The benefit of this change is that over time, more businesses would move into the non-world-base population, where businesses are stratified by the value of their FDI positions rather than other auxiliary variables used in the non-world-base population. This change in concept will allow for better utilisation of respondent data to inform how we sample businesses in subsequent periods.

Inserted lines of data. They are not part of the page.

Issue #404, opened 2016-08-30
Link Related Works in SHARE


rickjohnson:
The SHARE data model current supports linking different related entities (e.g. researcher to institution, researcher to publication, etc).  However, linking items of the same entity type is not supported yet (esp. dataset to publication, dmp to dataset, dmp to osf project).  Any abstractcreativework should be able to be linked to another abstractcreativework.  While I assume these links will be mapped via the RDBMS schema, they would ideally implement the patterns in RMAP for asserting relationships:  http://rmap-project.info/rmap/wp-content/uploads/JCDL2015_Poster_HandoutSize.pdf (see labels on arrows under "How it Works")

https://osf.io/j34su/.  (see slide 2 of that presentation showing the relationship patterns).  SHARE supports all of this now EXCEPT the work to work assertions.)

Changes such as the following are likely needed:
- Add join table for two related works that includes two abstractcreativework ids and field for relationship type (maybe using RMAP Disco: http://rmap-project.info/rmap/wp-content/uploads/JCDL2015_Poster_HandoutSize.pdf).  Also, ideally it uses the URI value for the relationship.  Will see if I can track that down.
- Likely changes to harvester, push API, and curation tools to assert these relationships
- Likely changes to ember-share app to filter on relationships (i.e. new filter tag on left sidebar)
- Opportunities for visualizing relationships of objects in a graph

rickjohnson:
I assume this should have label 'Epic', but I do not see how to add that label (I may not have permission)

rickjohnson:
Here is link to more info about RMAP:

https://rmap-project.atlassian.net/wiki/display/RMAPPS/Data+Model

rickjohnson:
Thinking more table could just mirror subject object predicate where subject and object are primary keys for objects in abstractcreativework and predicate is a machine addressable URI within a community ontology

This may be most comprehensive ontology to use first:

http://www.sparontologies.net/ontologies/cito/source.html#d4e101

Under object properties examples include:

uses_data_from, uses_method_in, describes, retracts, cites, derides, is_refuted_by

So example row could be
subject object predicate
12356   45678 uses_data_from

Where 12356 is an article and 45678 is a dataset (in a sentence would be: article 12356 uses data from dataset 45678)

laurenbarker:
Closing since SHARE supports work to work relations now.

PR #429, opened 2016-09-22
[SHARE-361] [Feature] Work relations and identifiers

aaxelb:
* Relations!
 * Add `Relation`, a through table from creative work to creative work
 * Allowed relation types in `share/models/relation-types.json`
* Identifiers!
 * Rename `Identifier` to `PersonIdentifier`
 * Add `CreativeWorkIdentifier`
 * Both types of identifiers are many-to-one to the things they identify
 * Use identifiers for disambiguating people and works
  * Allow changing a work's type by submitting a changeset for a work with matching identifier and different `@type` (unless the new type is `creativework`)
* Remove `Link` model. The links harvested with a work should be identifiers either for that work or for a related work.
* Update some normalizers to use identifiers/relations instead of links
 * io.osf, org.crossref work
 * The rest of the normalizers can wait until we've settled other pending data model changes


share/models/creative.py
```diff
@@ -12,18 +12,22 @@
...
+    identifiers = ShareManyToManyField('Identifier', through='WorkIdentifier')
 
     # Used to determine if something should be surfaced in ES or not
     # this may need to be renamed later
     is_deleted = models.BooleanField(default=False)
 
+    # True for works that only exist because they were referenced by other works.
+    # Should be false if there's any information beyond an identifier.
+    # Don't put stubs in ES.
+    is_stub = models.BooleanField(default=False)
```
chrisseto: I'm don't think this field is necessary. We can just define a minimum set of fields required to be indexed into elastic if this does become a problem. I just foresee a lot of issues involving either flipping this by mistake or forgetting to set it to false.

I see why this would be nice to have in the database but it's a field that is dependant upon the state of other fields. Any case like that I'd prefer to use `@property` to define them and forfeit the ability to filter it at the database level., that way it's impossible to be out of sync.

Side note: While it's a super edge case, I could see the use case for finding mostly empty records in elasticsearch to fill them out based on where the identifier resolve to.

share/models/change.py
```diff
@@ -177,6 +177,8 @@ def _create(self, save=True):
             except IntegrityError as e:
                 from share.disambiguation import disambiguate
                 logger.info('Handling unique violation error %r', e)
+                if self.target_type.model == 'identifier':
```
chrisseto: Having a unique violation on identifier should be an acceptable case. It is often unavoidable when handling large amounts of data. Anytime a `MakeJsonPatches` job is run while there are pending changes this block could be hit.

share/disambiguation.py
```diff
@@ -145,19 +144,25 @@ class AbstractCreativeWorkDisambiguator(Disambiguator):
...
-        if self.attrs.get('links'):
-            for link in self.attrs.get('links'):
-                models = ThroughLinks.objects.select_related('creative_work', 'link').filter(link=link)[:2].all()
-                if len(models) == 1 and 'issn' not in models[0].link.type.lower():
-                    return models[0].creative_work
+        if self.attrs.get('identifiers'):
+            for id in self.attrs.get('identifiers'):
+                try:
+                    identifier = Identifier.objects.get(id=id)
+                    return identifier.abstractcreativework_set.first()
```
chrisseto: `.first()` is **very** slow, avoid it at all costs.

share/models/people.py
```diff
@@ -16,25 +16,17 @@ def __str__(self):
         return self.email
 
 
-class Identifier(ShareObject):
```
chrisseto: I'm not certain that combining `Link`s and `Identifier`s is the right thing to do. It makes sense from a simplicity standpoint. I'd be curious to see the performance of  splitting heavy reading/writing between two tables or just one. `Identifier` will be the most active table in the database, it probably is already.

share/models/meta.py
```diff
@@ -1,17 +1,41 @@
...
+    def get_base_url(self):
+        return furl(self.url).origin
+
+
+class Relation(ShareObject):
+    with open('./share/models/relation-types.json') as fobj:
+        # TODO add label to file
+        RELATION_TYPES = [(t['key'], t['uri']) for t in json.load(fobj)]
+
+    subject_work = ShareForeignKey('AbstractCreativeWork', related_name='outgoing_%(class)ss')
```
aaxelb: I named them after the "subject-object-predicate" approach Rick [suggested](https://github.com/CenterForOpenScience/SHARE/issues/404#issuecomment-243841316), but you're right, `from` and `to` are probable clearer, considering how overloaded "subject" and "object" already are.

share/models/meta.py
```diff
@@ -1,17 +1,41 @@
...
+    object_work = ShareForeignKey('AbstractCreativeWork', related_name='incoming_%(class)ss')
+    relation_type = models.TextField(choices=RELATION_TYPES, blank=True)
```
aaxelb: Yes, for when a work has a link to something but we don't know how it's related. Would it be better to have an explicit `unknown` type, do you think?

share/models/creative.py
aaxelb: That makes perfect sense, I'll remove it.

I mostly added `is_stub` not for ES, but to distinguish between an empty change that means "no changes, skip" and an empty change that means "create an empty object", but I can do that without an actual field.

share/models/change.py
aaxelb: I agree it's unavoidable, but the way we handle it will always result in an identifier pointing to multiple objects, and often at least one relation pointing to a "stub" instead of the work it actually relates to. That doesn't seem acceptable, and rewinding a few `MakeJsonPatches` tasks seemed better than trying to re-disambiguate the identified work/person at this stage. 

I could resolve the race condition without the task actually failing, though, by catching this particular exception in `MakeJsonPatches`, so it can retry more gracefully...

share/disambiguation.py
aaxelb: Duly noted.

share/models/people.py
aaxelb: I've gone back and forth on this, and went with a single table mostly because it was easier to name (`Link` sounds more like a relation than an identifier, and `PersonIdentifier`/`WorkIdentifier` seemed cumbersome...). Separate identifier tables will almost certainly have better performance, I think, so I'll split them up.

chrisseto: Just chatted with the local SQL expert @cwisecarver. The table's indexes should always be able to fit in memory so it should be fine to put everything in one 👍

share/models/creative.py
chrisseto: We can just make it so empty create requests are not skipped

share/models/meta.py
chrisseto: I think so? It feels more correct to stay within `choices` whenever they are specified.

share/models/meta.py
```diff
@@ -1,17 +1,41 @@
...
 
 # TODO Rename this file
 
 
+class Identifier(ShareObject):
+    # https://twitter.com/berniethoughts/
+    url = ShareURLField(unique=True)
+
+    # https://twitter.com/
+    def get_base_url(self):
```
chrisseto: I think there will be some benefit to storing this or something like type. That way we'll be able to easily get a count of how many DOIs there are or how many people have OSF profiles. 

Would `domain` make more sense?

tests/share/changes/test_change.py
```diff
@@ -193,43 +195,42 @@ def test_can_delete_work(self, john_doe, normalized_data_id):
...
                 '@type': 'preprint',
                 'title': 'All About Cats',
+                'identifiers': [{'@id': '_:def', '@type': 'workidentifier'}]
             }]
         })
 
         change_set = ChangeSet.objects.from_graph(graph, normalized_data_id)
 
-        link, preprint, _ = change_set.accept()
+        preprint = [o for o in change_set.accept() if isinstance(o, Preprint)][0]
```
chrisseto: This is a subtle but very important nuance. The order that these are returned in is critically import to the disambiguation process.

There are a few other tests that check this but I'd sleep better know that there are many assertions for it.

See `test_topological_sort_many_to_many` for another example.

share/models/validators.py
```diff
@@ -118,7 +118,7 @@ def json_schema_for_field(self, field):
             return rel
         if field.choices:
             return {
-                'enum': field.choices,
+                'enum': [c[0] for c in field.choices],
```
chrisseto: Won't this break choices fields that are just a list of strings?

share/models/meta.py
```diff
@@ -1,17 +1,41 @@
...
+        return furl(self.url).origin
+
+
+class Relation(ShareObject):
+    with open('./share/models/relation-types.json') as fobj:
+        # TODO add label to file
+        RELATION_TYPES = [(t['key'], t['uri']) for t in json.load(fobj)]
```
chrisseto: Is there any benefit to storing the uri? From the looks of it the uri's can be computed if need be?

share/models/change.py
```diff
@@ -189,6 +191,12 @@ def _create(self, save=True):
 
     def _update(self, save=True):
         self.target.change = self
+
+        new_type = self.change.pop('@type', None)
+        if new_type:
+            # TODO is this enough?
```
chrisseto: I think there is a method on TypedObjects called `transition_type` or `recast_as` that will handle the conversion for you.

share/disambiguation.py
chrisseto: Shouldn't identifiers only ever have a single creativework pointing towards them?

share/disambiguation.py
```diff
@@ -121,6 +112,14 @@ class PersonDisambiguator(Disambiguator):
     FOR_MODEL = Person
 
     def disambiguate(self):
+        if self.attrs.get('identifiers'):
+            for id in self.attrs.get('identifiers'):
+                try:
+                    identifier = Identifier.objects.get(id=id)
+                    return identifier.person_set.first()
```
chrisseto: 🔥  `.first()` 🔥

share/disambiguation.py
```diff
@@ -2,16 +2,7 @@
...
-from share.models import Link
-from share.models import Person
-from share.models import Subject
-from share.models import Contributor
-from share.models import Association
-from share.models import Affiliation
-from share.models import PersonEmail
-from share.models.meta import ThroughLinks
-from share.models import AbstractCreativeWork
+from share.models import Tag, Person, Subject, Contributor, Association, Affiliation, PersonEmail, AbstractCreativeWork, Identifier, Relation
```
chrisseto: Probably better to just `from share import models` at this point 🍤

share/change.py
```diff
@@ -55,14 +56,28 @@ def refs(self):
         return self.__refs
 
     @property
+    def new_type(self):
+        return self.__new_type or self.type
+
+    @new_type.setter
+    def new_type(self, value):
+        # CreativeWork is the catch-all/unknown type. Don't overwrite a more specific type
+        self.__new_type = value if value != 'creativework' else None
```
chrisseto: This check should be done at the acceptance or disambiguation stage

share/change.py
```diff
@@ -193,7 +218,12 @@ def __init__(self, graph):
         self.__graph = graph
         self.__visted = set()
         self.__visiting = set()
-        self.__nodes = list(graph.nodes)
+
+        # visit identifiers first
+        self.__nodes = sorted(
```
chrisseto: This should be handled properly in the existing logic. If it is not, resorting the entire list is not the correct way to fix it.

share/change.py
```diff
@@ -108,12 +130,15 @@ def __init__(self, node, disambiguate=True, extra_namespace=None):
...
             self._disambiguate()
 
-    def resolve_relations(self, mapper):
+    def resolve_through_relations(self, mapper):
         for key, relations in self.__reverse_relations.items():
-            resolved = [
-                next(x for x in mapper[r['@id'], r['@type'].lower()].related if x['@id'] != self.id)
-                for r in relations
-            ]
+            resolved = []
```
chrisseto: Did anything change here?

share/models/meta.py
aaxelb: I removed it since it was always inferable from `url`, but I can see how it'd be useful to store it separately. If we call it `domain` it shouldn't include the scheme, though...

chrisseto: I don't think we really care about scheme. `https://orcid.org` and `http://orcid.org` are the same location. As well as `https://orcid.org/` and `https://orcid.org`.
Domains have a single way to be expressed.

share/models/validators.py
aaxelb: I thought choices [had to be](https://docs.djangoproject.com/en/1.9/ref/models/fields/#choices) a list of 2-tuples, which breaks validation because `'key' != ('key', 'label')`. If there were choices fields that were lists of strings (or grouped choices, come to think of it), it will break.

chrisseto: Whoops! I know how to django... Wouldn't you want to be validating against label in that case?

share/models/meta.py
aaxelb: The second element is there because I thought choices needed a label for each item to display in a hypothetical django form. I was thinking of adding a label to each type to put here instead of the uri, which would also make `/api/relationtypes` a bit more useful.

share/models/change.py
aaxelb: Excellent, thanks!

share/change.py
aaxelb: If I'm reading it right, the topological sort ensures that any through-node is visited after the nodes it connects, but doesn't guarantee anything about the relative order of identifiers, works, people, etc. Identifiers are topologically equivalent (as it were) to the objects they identify, but need to be visited first. Sorting the list seemed simplest, but it'll be a special case no matter what.

share/change.py
aaxelb: Oh, that's an artifact from when I made identifiers many-to-one; sometimes `next` would be given an empty sequence and raise `StopIteration`. The change should be equivalent except for handling that case gracefully.

share/change.py
chrisseto: Relevant comment from above.

> This is a subtle but very important nuance. The order that these are returned in is critically import to the disambiguation process.

>There are a few other tests that check this but I'd sleep better know that there are many assertions for it.

> See test_topological_sort_many_to_many for another example.


Identifiers will always be first as they are referenced by creativeworks or by people and they,  themselves, don't reference anything. The purpose of the resolve relations function is to ensure that creativeworks have outgoing references to anything they are connected to by a through table.


```
            --------------------------------
           /                                \
CreativeWork <-- Through --> Identifier <----


```

aaxelb: Ohh, I missed that the result of resolving those relations is used by the sort (though now it seems obvious). Yeah, the existing logic should be fine.

tests/share/changes/test_change.py
aaxelb: Fair enough, makes sense.

share/disambiguation.py
aaxelb: Ideally, yes, but (at the moment) it's possible to end up with multiple. Like if two works exist, with identifiers `I1` and `I2`, and then we harvest a work with identifiers `I1` and `I2`. Right now the new work might disambiguate on `I1`, but then `I2` will point to two works. I'm not sure if there's a better way... maybe it'd be better to merge the two existing works and then update with the new one, but we need to fix merging first, at least.

share/models/validators.py
aaxelb: I figured we'd want the normalizers to use the key (like `cites`, `is_part_of`, etc.) instead of the display label? Seems less potentially ambiguous.

share/models/meta.py
rickjohnson: I agree that 'from' and 'to' are good enough

share/models/meta.py
rickjohnson: I think it is important to store the uri to allow for additional ontologies to be used in the future.  I do have one question here in thinking how you have a particular string key per item...

For example, say 3-6 months from now we want to support an additional ontology of relationships (especially if it is being loaded from another system), and there are overlaps in relationships between the two different ones (e.g., they both have a 'cites' relationship).  I assume with a typical dictionary/hash you would only have one value per key.  So, I am wondering if the key should be changed to include something like '_spar'.   Another option might be a key pointing to a list of possible uri's (of course more complicated and maybe not something to do now).

Are you storing the key as value in the relationship table or is a link to a foreign that points to the item in the relationship table?  If it is a foreign key, than that may be good enough as you could then reference the key or value at any point.  

Thoughts?

aaxelb: When ontologies overlap, I think it makes more sense to have a key pointing to a list of possible uris, rather than having multiple keys that are semantically equivalent.

Right now the key is stored as a value in the relation table, because it seems sufficient for the queries we'll make and avoids the overhead of joining yet another table when fetching works. The list of allowed relation types is stored in a [https://github.com/aaxelb/SHARE/blob/aee324d9b5088f039634d90eba28484b89558413/share/models/relation-types.json](json file) which is (1) used for validation and (2) exposed at `/api/relationtypes` for eventual use in the curation interface. I can change the file to have a list of uris for each key, and if/when we want to support additional ontologies we could use it in the normalizer to map a uri to a key.

aaxelb:
@chrisseto I've made all the changes you requested 🐣

share/tasks.py
```diff
@@ -132,13 +132,15 @@ def run(self, normalized_id, started_by_id=None):
...
+        cs = None
         try:
             cs = ChangeSet.objects.from_graph(ChangeGraph.from_jsonld(normalized.normalized_data, extra_namespace=normalized.source.username), normalized.id)
             if cs and (normalized.source.is_robot or normalized.source.is_trusted):
                 # TODO: verify change set is not overwriting user created object
                 cs.accept()
         except Exception as e:
-            logger.exception('Failed make json patches (%d)', normalized_id)
+            if cs and cs.id:
+                cs.delete()
```
chrisseto: Can you make sure that this will delete the individual changes as well? It should just delete cascade.
Do you happen to remember why we decided against just using a transaction here?

share/models/validators.py
```diff
@@ -148,12 +148,18 @@ def validator_for(self, model):
...
 
         return JSONLDValidator.__schema_cache.setdefault(model, Draft4Validator(schema, format_checker=draft4_format_checker))
+
+    def allowed_fields_for_model(self, model):
+        excluded = {'id', 'type', 'sources', 'changes', 'same_as', 'extra'}
+        fields = model._meta.get_fields()
+        allowed_fields = [f for f in fields if f.editable and f.name not in excluded]
+        # Include one-to-many relations to models with no other relations
+        # TODO better way to exclude versions?
+        allowed_fields.extend(f for f in fields if f.one_to_many and f.name not in excluded and 'version' not in f.name and not [rf for rf in f.related_model._meta.get_fields() if rf.editable and rf.is_relation and rf.rel != f and rf.name not in excluded])
```
chrisseto: You can check the related model for the lack of a `VersionModel` attribute

share/models/identifiers.py
```diff
@@ -0,0 +1,57 @@
...
+
+
+class CreativeWorkIdentifier(ShareObject):
+    uri = ShareURLField(unique=True)
+    host = models.TextField(editable=False)
+    scheme = models.TextField(editable=False)
+    creative_work = ShareForeignKey('AbstractCreativeWork', related_name='%(class)ss')
+
+    def save(self, *args, **kwargs):
+        f = furl(self.uri)
```
chrisseto: `furl` might not work for all the cases here. Emails, issns, and maybe others?

share/models/identifiers.py
```diff
@@ -0,0 +1,57 @@
...
+#        self.host = f.host
+#        self.scheme = f.scheme
+#        super(Identifier, self).save(*args, **kwargs)
+#
+#    class Meta:
+#        abstract = True
+
+
+class CreativeWorkIdentifier(ShareObject):
+    uri = ShareURLField(unique=True)
```
chrisseto: We'll have to document fairly thoroughly what everything here is.
Should we switch to calling them irirs, authority, and scheme? I think that's how the RFC for IRIs refer to them. I personally thing uri is a touch more clear at first glance but I technically speaking uri's don't support unicode (I think that's the main difference)

share/models/base.py
```diff
@@ -43,8 +43,11 @@ class ShareObjectMeta(ModelBase):
     }
 
     def __new__(cls, name, bases, attrs):
-        if (models.Model in bases and attrs['Meta'].abstract) or len(bases) > 1:
-            return super(ShareObjectMeta, cls).__new__(cls, name, bases, attrs)
+        try:
+            if attrs['Meta'].abstract or len(bases) > 1:
+                return super(ShareObjectMeta, cls).__new__(cls, name, bases, attrs)
+        except (KeyError, AttributeError):
```
chrisseto: What's the case here?

share/tasks.py
aaxelb: We decided against a transaction because I saw a deadlock that seemed like it might have been caused by wrapping all the disambiguation in a transaction, but now that I think about it that doesn't seem right... I'll put it in a transaction to be sure all the changes are rolled back, but we should keep an eye on it under load.

share/models/validators.py
aaxelb: Makes sense 👍

share/models/identifiers.py
aaxelb:
```
>>> f = furl('mailto:foo@bar.com')
>>> f.scheme, f.host
('mailto', 'bar.com')
>>> f = furl('urn://ISSN/1234-1234')
>>> f.scheme, f.host
('urn', 'issn')
```
I fully believe there are other cases it won't handle, but I haven't found them yet. I think it'll be fine, especially with that very nice set of shiny new IRI-parsing links.

share/models/base.py
aaxelb: Goooood question... I was trying to give all identifiers a common base class, and I guess I wanted that base class to inherit ShareObject, but only its subclasses get the magic from ShareObjectMeta. This was probably the wrong way to go about it and isn't relevant since I gave up. I'll revert it.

Businesses based within the world-base population, including new businesses identified via the D&B world-base extract, will remain in the world-base population until they are sampled and respond. These improvements will be implemented at the next available opportunity, subject to resource.

Nôl i'r tabl cynnwys

4. FDI sampling improvements

A number of recommendations were made in the foreign direct investment (FDI) National Statistics Quality Review (NSQR) to review various aspects of the FDI sampling process. The following sections discuss each recommendation in turn and detail the proposed changes. These improvements will be incorporated into foreign direct investment statistics at the next available opportunity, subject to resource.

4.1. Sample design

The existing sample design, used to produce both annual and quarterly FDI statistics, differs between the world-base and non-world-base population subsets. As such, whether a business is based within the world-base (WB) or non-world-base population (NWB) is treated as a main variable for stratification, as these populations are mutually exclusive.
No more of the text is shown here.